= What to produce =
Exact copies of all entries are expected.
START Entries shown
PR #201, opened 2023-01-07
CI tests

DinoBektesevic:
Runs CI tests at every pull request to `main` and at every push to `main` or any of the tagged versions. 
Builds and deploys the HTML version of the docs at https://epyc.astro.washington.edu/~kbmod/ every Monday at midnight UTC. 
Not sure if this is the best place for it, but it was the only one available atm. 

Tests are run on baldur. They're a bit slow, but [pass apparently](https://github.com/dirac-institute/kbmod/actions/runs/3859468994).
Test comparing results after processing a pointing group is not a part of this PR. 
The history is a a bit of a mess, I tried my best to clean it up, but I should probably give it another pass and edit some of the commit messages.


.github/workflows/test_build.yaml
```diff
@@ -0,0 +1,61 @@
...
+      - name: Checkout code
+        uses: actions/checkout@v3
+        with:
+          submodules: recursive
+        # Run linters before attempting to compile and install
+        # the package, faster fails.
+      - name: Linter
+        uses: psf/black@stable
+        with:
+          src: "./src"
```
jeremykubica, line 53: Do we want to extend this to the tests/ and src/analysis/ directories?

jeremykubica (approved):
Added on optional question.

maxwest-uw (approved):

.github/workflows/test_build.yaml
DinoBektesevic: Added the directories to the linter check. Ran black on them to get them fixed - I put that in a separate commit if you want to revert the changes, but note that because of the fail-fast strategy no tests will pass until we get them to be compliant.

DinoBektesevic:
I fixed the history, and the review comments, but something is odd with the self-hosted runner. The Actions seem to be stuck waiting to connect, but the Runners tab in the settings tab states the runner is "active" and points to the following test as ["starting up".](https://github.com/dirac-institute/kbmod/actions/runs/3879351446/jobs/6616596734). Running connection tests from baldur pass, so there's something a bit weird happening. 

I can't test this out today unfortunately.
END Entries shown
= Task response =
PR #201, opened 2023-01-07
CI tests

DinoBektesevic:
Runs CI tests at every pull request to `main` and at every push to `main` or any of the tagged versions. 
Builds and deploys the HTML version of the docs at https://epyc.astro.washington.edu/~kbmod/ every Monday at midnight UTC. 
Not sure if this is the best place for it, but it was the only one available atm. 

Tests are run on baldur. They're a bit slow, but [pass apparently](https://github.com/dirac-institute/kbmod/actions/runs/3859468994).
Test comparing results after processing a pointing group is not a part of this PR. 
The history is a a bit of a mess, I tried my best to clean it up, but I should probably give it another pass and edit some of the commit messages.


.github/workflows/test_build.yaml
```diff
@@ -0,0 +1,61 @@
...
+      - name: Checkout code
+        uses: actions/checkout@v3
+        with:
+          submodules: recursive
+        # Run linters before attempting to compile and install
+        # the package, faster fails.
+      - name: Linter
+        uses: psf/black@stable
+        with:
+          src: "./src"
```
jeremykubica, line 53: Do we want to extend this to the tests/ and src/analysis/ directories?

jeremykubica (approved):
Added on optional question.

maxwest-uw (approved):

.github/workflows/test_build.yaml
DinoBektesevic: Added the directories to the linter check. Ran black on them to get them fixed - I put that in a separate commit if you want to revert the changes, but note that because of the fail-fast strategy no tests will pass until we get them to be compliant.

DinoBektesevic:
I fixed the history, and the review comments, but something is odd with the self-hosted runner. The Actions seem to be stuck waiting to connect, but the Runners tab in the settings tab states the runner is "active" and points to the following test as ["starting up".](https://github.com/dirac-institute/kbmod/actions/runs/3879351446/jobs/6616596734). Running connection tests from baldur pass, so there's something a bit weird happening. 

I can't test this out today unfortunately.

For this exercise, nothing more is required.